Högskolan i Skövde

Wood supply chains are complex, involving many stakeholders, intricate processes, and logistical challenges to ensure the timely and accurate delivery of wood products to customers. Weather-related variations in forest road accessibility further complicate operations. This paper explores the challenges faced by forest managers in targeting many delivery requirements—four or more. To address this, simulation-based optimization, using NSGA-III, a many-objective optimization algorithm, is proposed to simultaneously optimize often conflicting objectives primarily by minimizing delivery lead time, delivery deviations in backlogs, and delivery variation. NSGA-III enables the exploration of a diverse set of Pareto-optimal solutions that show trade-offs across a flexible set of four, or more, delivery objectives.

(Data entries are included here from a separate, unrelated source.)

PR #2483, opened 2026-06-18
feat(usage): persist source_info into resource_details

bigbitbus:
## What & why

`source_info` (the caller-provided tag describing which product feature originated a request) was not retained in usage records:

1. It was only ever read as a *candidate* for `roboflow_service_name`, which `ROBOFLOW_INTERNAL_SERVICE_NAME` takes precedence over — so on deployments that set that env var, the tag was discarded.
2. For core models it never reached the collector at all: `@usage_collector("model")` decorates `infer_from_request(self, request)`, and `source_info` lives on the request object, not as a kwarg.

This persists `source_info` as a separate field in `resource_details` **without** changing `roboflow_service_name`, so a usage row retains both the deployment/service identity and the originating feature tag.

## Changes
- **`decorator_helpers.py`** — `get_source_info_from_kwargs`: reads `source_info` from a direct kwarg, a nested `**kwargs` dict, or the request object (`inference_request`/`request`/`workflow_request`).
- **`collector.py`** — persist `source_info` into `resource_details` for every usage category. `roboflow_service_name` and the override logic are untouched.
- **`http_api.py`** — SAM3 `concept_segment` / `visual_segment` capture `source`/`source_info` query params onto the request (and forward them in remote-mode payloads). The params are aliased to distinct python names so they populate the request without entering the collector's `func_kwargs` and overriding `roboflow_service_name`.

No storage schema change required — `source_info` is nested inside the existing `resource_details` payload.

## Testing
`tests/inference/unit_tests/usage_tracking/test_collector.py` (27 passing), including a test asserting `roboflow_service_name` is preserved while `source_info` is captured on the same row.


PawelPeczek-Roboflow (approved):

bigbitbus:
## Review: core concern verified — `source_info` does not clobber `roboflow_service_name`

Confirmed end-to-end that `source_info` is written **only** into the `resource_details` JSON and never overwrites `roboflow_service_name` (e.g. `async-serverless-gpu`). The deployment identity is preserved. ✅ (27/27 collector tests pass.)

### Why it's safe
The usage collector keys `func_kwargs` by the **Python parameter name** (`collect_func_params` → `inspect.signature`), not the wire-level query key.

- Both SAM3 handlers (`sam3_segment_image`, `sam3_visual_segment`) are `@usage_collector("request")` and carry a `service_secret` param.
- Had the new query params been named `source` / `source_info`, `collector.py:696-697` would set `roboflow_service_name = source_info` + `roboflow_internal_secret = service_secret`, and the merge guard (`collector.py:407-413`: truthy **AND** `!= "external"` **AND** secret present) would **overwrite** the env-set service name with the feature tag.
- The fix declares distinct Python names `request_source` / `request_source_info` with FastAPI `alias="source"` / `alias="source_info"`. Same URL params are accepted, but they land in `func_kwargs["request_source_info"]` — invisible to `func_kwargs.get("source_info")`. So `roboflow_service_name` stays `None` and the value from `ROBOFLOW_INTERNAL_SERVICE_NAME` survives.

### How the value still reaches JSON
The handler copies the params onto the request object (`inference_request.source_info = request_source_info`), and `get_source_info_from_kwargs` reads them back off the request object into `resource_details["source_info"]` only. `source`/`source_info` are inherited from `BaseRequest` (default `None`), so no `AttributeError` when building the remote-mode payload. The `"external"` sentinel is excluded in both the new helper and the existing merge guard.

Two orthogonal channels, as intended:
- `roboflow_service_name` → **where** inference ran (deployment identity)
- `resource_details.source_info` → **which** feature called it

The test `test_env_service_name_preserved_alongside_source_info` locks exactly this: `roboflow_service_name == "async-serverless-gpu"` while `resource_details.source_info == "smartpolySegmentImage"` on the same row.

### One out-of-scope note (not a blocker)
The legacy `/infer` endpoint (`http_api.py:4015` `@usage_collector`, `source_info` param at 4116 default `"external"`, `service_secret` at 4086) still declares `source_info` **directly**. There, an internal caller passing `source_info != "external"` **with a valid `service_secret`** can still clobber `roboflow_service_name` — pre-existing behavior this PR neither introduces nor worsens. Extending the same alias treatment there in a follow-up would enforce the invariant repo-wide.

**Verdict: the safety property holds. 👍**

PR #2497, opened 2026-06-19
Add tracklet recognition workflow blocks

Erol444:
Summary:
- Add Tracklet Recognition Gate and Cache workflow blocks.
- Cache recognition results by tracker ID, throttle recognition attempts, lock stable tracklets, and enrich detections for visualization.
- Register the blocks and add focused unit coverage.

Tests:
- docker run --rm --entrypoint pytest -v /Users/erik/Documents/inference:/app -w /app roboflow/inference-server-cpu:tracklet tests/workflows/unit_tests/core_steps/transformations/test_tracklet_recognition.py (passed earlier: 5 passed)
- Latest local rerun was blocked because Docker was unavailable on this machine.

----

These 2 blocks significantly reduce number of recognitions required in a video

image

**Usage example**

https://github.com/user-attachments/assets/5e6e33f2-4fc5-48e6-9ec3-ba71f1c445fd

**Purple**: Locked, **Green**: Ran recognition this frame, **Yellow**: Rate Limited, using previous recognition result


PawelPeczek-Roboflow (changes requested):
We need to clarify how this should be used - if `_get_store` recognise state by user-passed info and is located in memory w/o overfill control then this is no-go for platfrom use

inference/core/interfaces/http/http_api.py
```diff
@@ -1329,6 +1337,12 @@ def process_workflow_inference_request(
                 "workflows_core.model_manager": model_manager,
                 "workflows_core.api_key": workflow_request.api_key,
                 "workflows_core.background_tasks": background_tasks,
+                "workflows_core.workspace_id": workspace_id or "local",
```
dkosowski87: I think this combination of defaults on local can mean that all anonymous /workflows/run callers on the same server process share one cache namespace unless they pass distinct headers.

inference/core/workflows/execution_engine/v1/core.py
```diff
@@ -75,6 +76,16 @@ def init(
             "dynamic_workflows_blocks.api_key",
             init_parameters.get("workflows_core.api_key"),
         )
+        if not init_parameters.get("workflows_core.workspace_id"):
+            init_parameters["workflows_core.workspace_id"] = "local"
```
dkosowski87, line 85: Let's not modify caller dicts. Deepcopy  first.

dkosowski87 (commented):
Let'a also add changes to the execution engine version, changelog and version specs. See here: https://github.com/roboflow/inference/blob/main/.cursor/rules/execution-engine-version-changelog.mdc

PawelPeczek-Roboflow (approved):

PR #2501, opened 2026-06-19
Fix / Image URL fetch validates the first FQDN then follows redirects to internal targets

grzegorz-roboflow:
## What does this PR do?

Fix GHSA-hjmm-hr52-vrp2

## Type of Change

## Testing

## Checklist

## Additional Context

N/A


PawelPeczek-Roboflow (changes requested):
requests a bit more validation

grzegorz-roboflow:
Upon reflection we can simplify this change by disabling redirects and guarding access to non-public networks behind config flag

grzegorz-roboflow:
Pivot - disable automatic redirects for URL image fetches, reject hosts that resolve to non-public addresses by default, and add an opt-in env flag for deployments that intentionally load images from private networks. Add unit coverage for redirect blocking, metadata-address DNS resolution, and the private-network override.

PawelPeczek-Roboflow (changes requested):
I would do the following:
* it's likely people use `load_image_from_url(...)` so do not make BC and have `max_redirects` with default value
* `MAX_IMAGE_URL_REDIRECTS` should align with `requests.Session` default (30 from what I checked) 
* we have 2 other places where equivalent function exists - both in `inference_sdk` - one `requests` based, the other `asyncio` based
* in those we do not whitelist domains etc - we should do what we did in `inference.core` and have the same env variable to configure behaviour
* `load_image_from_url` is strange when `MAX_IMAGE_URL_REDIRECTS` is set - looks like maybe we lack some control flag?

when `VALIDATE_IMAGE_URL_REDIRECTS` is set `False` - we should have warning and information when it's going to change

PawelPeczek-Roboflow:
let's discuss the change

PawelPeczek-Roboflow:
We had other PR patching this

PR #2517, opened 2026-06-23
perf(inference_models): batch instance-seg RLE mask encoding

alexnorell:
## What

Batch the instance-segmentation RLE mask encoding so post-processing does **one** device→host transfer per chunk of detections (`INFERENCE_MODELS_INSTANCE_SEG_MASK_PROCESSING_CHUNK_SIZE`, default 16) instead of **one per detection**.

## Why

Instance-seg post-processing encoded masks one detection at a time via `align_instance_segmentation_results_to_rle_masks`, whose `torch_mask_to_coco_rle` performs a `.cpu()` sync per mask (`lengths.cpu().tolist()` + a GPU scalar read). On Jetson those per-detection syncs serialize the GPU `~2·N` times per frame and dominate seg post-processing — a major contributor to the ~50% throughput drop seen running rf-detr-seg on a JetPack 6.2 device vs. detection.

## How

- New `torch_masks_to_coco_rle_batch(masks)` in `models/common/rle_utils.py`: a single `[N,H,W]→[H,W,N]` device→host transfer + one vectorized `pycocotools.mask.encode`.
- New `align_instance_segmentation_results_to_rle_masks_batched` in `post_processing.py`: runs the existing batched `align_instance_segmentation_results` (the same routine the dense path uses) plus the batched encode chunk by chunk, replacing the per-detection generator loop. Chunking keeps peak memory at `chunk × H × W` full-resolution masks rather than `N × H × W`; set the env var to 1 for the tightest memory bound.
- Applied to: **RF-DETR** (the non-Triton fallback path; the Triton fast path on `main` is unchanged) and **YOLOv5 / YOLOv7 / YOLOv8 / YOLO26 / YOLACT**.

## Behavior-preserving

Output is **byte-identical** — same boxes, same compressed RLE `counts`. Locked by a new test, `tests/unit_tests/models/common/test_rle_batch_encode.py`:

- `torch_masks_to_coco_rle_batch` == per-mask `torch_mask_to_coco_rle` (random / single / all-zero / all-one / empty).
- `align_instance_segmentation_results` + batch encode == the per-detection generator, for both boxes and RLE, across no-crop / scaled / static-crop / odd-dims / single / empty cases.
- The chunked helper == the generator for chunk sizes 1/2/3/16, and each align call sees at most `chunk` masks.
- Non-contiguous (strided/sliced/transposed) inputs and grad-tracking float inputs encode correctly.

## Test plan

- `pytest tests/unit_tests/models/common/test_rle_batch_encode.py tests/unit_tests/models/common/test_rle_utils.py` → green (CUDA cases skip on CPU).
- No accuracy change expected; this is a scheduling/transfer optimization only.

> Draft: opening for review of the approach + scope before marking ready.

### DIFF
--- a/inference_models/inference_models/models/common/rle_utils.py
+++ b/inference_models/inference_models/models/common/rle_utils.py
@@ -1,4 +1,4 @@
-from typing import Optional
+from typing import List, Optional
 
 import numpy as np
 import torch
@@ -12,15 +12,36 @@ def torch_mask_to_coco_rle(mask: torch.Tensor) -> dict:
     # coco tools expect fortran order (column-wise)
     mask_flat = mask.permute(1, 0).reshape(-1)
     values, lengths = torch.unique_consecutive(mask_flat, return_counts=True)
-    counts = lengths.cpu().tolist()
+    counts = lengths.cpu().tolist()  # <-- device->host sync, once per detection
 
-    if values[0] == 1:
+    if values[0] == 1:  # <-- second per-detection sync (reads a GPU scalar)
         counts.insert(0, 0)
 
     h, w = mask.shape
     # compress
     rle = mask_utils.frPyObjects({"counts": counts, "size": [h, w]}, h, w)
     return rle
+
+
+def torch_masks_to_coco_rle_batch(masks: torch.Tensor) -> List[dict]:
+    """Batch equivalent of ``torch_mask_to_coco_rle`` for an ``[N, H, W]`` stack.
+
+    Encodes every mask to compressed COCO RLE with a SINGLE device->host
+    transfer followed by one vectorized ``pycocotools.mask.encode`` call,
+    instead of one ``torch_mask_to_coco_rle`` call per detection. Each per-mask
+    call does its own ``.cpu()`` sync; on Jetson those per-detection syncs
+    serialize the GPU N times per frame and dominate instance-segmentation
+    post-processing. The encoded output is identical to encoding each mask
+    individually (pycocotools encodes in Fortran/column-major order, matching
+    ``torch_mask_to_coco_rle``).
+    """
+    n = masks.shape[0]
+    if n == 0:
+        return []
+    # pycocotools expects a Fortran-ordered [H, W, N] uint8 array. The single
+    # .cpu() here replaces the 2*N per-detection syncs in torch_mask_to_coco_rle.
+    masks_hwn = masks.to(torch.uint8).permute(1, 2, 0).contiguous().cpu().numpy()
+    return mask_utils.encode(np.asfortranarray(masks_hwn))
 
 
 def coco_rle_masks_to_numpy_mask(instances_masks: InstancesRLEMasks) -> np.ndarray:
--- a/inference_models/inference_models/models/rfdetr/common.py
+++ b/inference_models/inference_models/models/rfdetr/common.py
@@ -14,10 +14,10 @@ from inference_models.configuration import (
 )
 from inference_models.entities import ImageDimensions
 from inference_models.errors import CorruptedModelPackageError
+from inference_models.models.common.rle_utils import torch_masks_to_coco_rle_batch
 from inference_models.models.common.roboflow.model_packages import PreProcessingMetadata
 from inference_models.models.common.roboflow.post_processing import (
     align_instance_segmentation_results,
-    align_instance_segmentation_results_to_rle_masks,
     rescale_image_detections,
 )
 from inference_models.models.rfdetr.class_remapping import ClassesReMapping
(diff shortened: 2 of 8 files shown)


inference_models/inference_models/models/common/rle_utils.py
```diff
@@ -23,6 +23,27 @@ def torch_mask_to_coco_rle(mask: torch.Tensor) -> dict:
...
+    individually (pycocotools encodes in Fortran/column-major order, matching
+    ``torch_mask_to_coco_rle``).
+    """
+    n = masks.shape[0]
+    if n == 0:
+        return []
+    # pycocotools expects a Fortran-ordered [H, W, N] uint8 array. The single
+    # .cpu() here replaces the 2*N per-detection syncs in torch_mask_to_coco_rle.
+    masks_hwn = masks.to(torch.uint8).permute(1, 2, 0).contiguous().cpu().numpy()
+    return mask_utils.encode(np.asfortranarray(masks_hwn))
```
kounelisagis, line 44: Small safety nit: could we add `.detach()` before `.cpu().numpy()` here (e.g. `masks.detach().to(torch.uint8)...`)?

If a caller ever passes a mask tensor that's attached to an autograd graph, `.numpy()` without `.detach()` will throw a PyTorch runtime error.

inference_models/tests/unit_tests/models/common/test_rle_batch_encode.py
```diff
@@ -0,0 +1,182 @@
...
+
+
+def test_batch_encode_does_not_mutate_input() -> None:
+    rng = np.random.default_rng(seed=5)
+    masks = torch.from_numpy(rng.integers(0, 2, size=(4, 20, 20)).astype(bool))
+    original = masks.clone()
+    _ = torch_masks_to_coco_rle_batch(masks)
+    assert torch.equal(masks, original)
+
+
```
kounelisagis, line 90: Great test coverage! Locking byte-identity against the old generator loop and round-tripping with `coco_rle_masks_to_numpy_mask` gives a lot of confidence.

If you have a sec, would be awesome to add one more quick case testing a non-contiguous sliced tensor input (e.g. `masks[:, ::2, ::2]`) just to be 100% sure stride handling holds up.

inference_models/inference_models/models/rfdetr/common.py
```diff
@@ -347,8 +350,12 @@ def _post_process_single_instance_segmentation_result_to_rle_masks(
         image_meta.pad_bottom,
     )
     selected_boxes_xyxy = selected_boxes_xyxy_pct * denorm_size_whwh
-    aligned_boxes, rle_masks = [], []
-    for bbox, mask in align_instance_segmentation_results_to_rle_masks(
+    # Align all masks in one batched call (the same routine the dense path uses)
```
kounelisagis, line 369: Super clean refactor. Removing the `if len(aligned_boxes) > 0:` branching across the model common files makes the code much easier to read while keeping empty-detection behavior intact.

kounelisagis (approved):
Nice work on this optimization! Replacing the per-detection `.cpu()` sync loop with a single batched transfer (`align_instance_segmentation_results` + `torch_masks_to_coco_rle_batch`) is a huge win for post-processing performance on Jetson and CUDA devices.

Tested locally across CPU/CUDA tests: all 48 RLE batch tests pass, and output is 100% byte-identical to the old path.

Left a couple of quick inline suggestions around defensive tensor handling (`.detach()`) and an extra edge-case test, but this is ready to merge!

inference_models/inference_models/models/common/rle_utils.py
alexnorell: Added `.detach()` in b7bf525 (plus a test with a grad-tracking float input). The `uint8` cast already dropped the autograd state, so this could not throw before, but now it is explicit.

inference_models/tests/unit_tests/models/common/test_rle_batch_encode.py
alexnorell: Added `test_batch_encode_non_contiguous_input_matches_per_mask` in b7bf525. It covers `[:, ::2, ::2]`, a strided batch dim with offset slices, and `transpose(1, 2)`, checking byte-identical RLE against per-mask encoding and a decode round-trip.

inference_models/inference_models/models/rfdetr/common.py
alexnorell: Thanks. One follow-up in 3b57648: the RLE paths now call `align_instance_segmentation_results_to_rle_masks_batched`, which aligns and encodes in chunks of `INFERENCE_MODELS_INSTANCE_SEG_MASK_PROCESSING_CHUNK_SIZE`. Encoding everything at once held all N full-res masks in memory. Output still matches the generator, including for empty detections.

A Discrete Event Simulation model is integrated to evaluate objectives in a complex wood supply chain. The implementation of NSGA-III within the framework allows forestry decision-makers to navigate between different harvest schedules and evaluate how they target a set of preference-based delivery objectives. The simulation can also provide detailed insights into how a specific harvest schedule affects the supply chain when post-processing possible solutions, facilitating decision making. This study shows that NSGA-III could substitute NSGA-II to optimize the wood supply chain for more than three objective functions.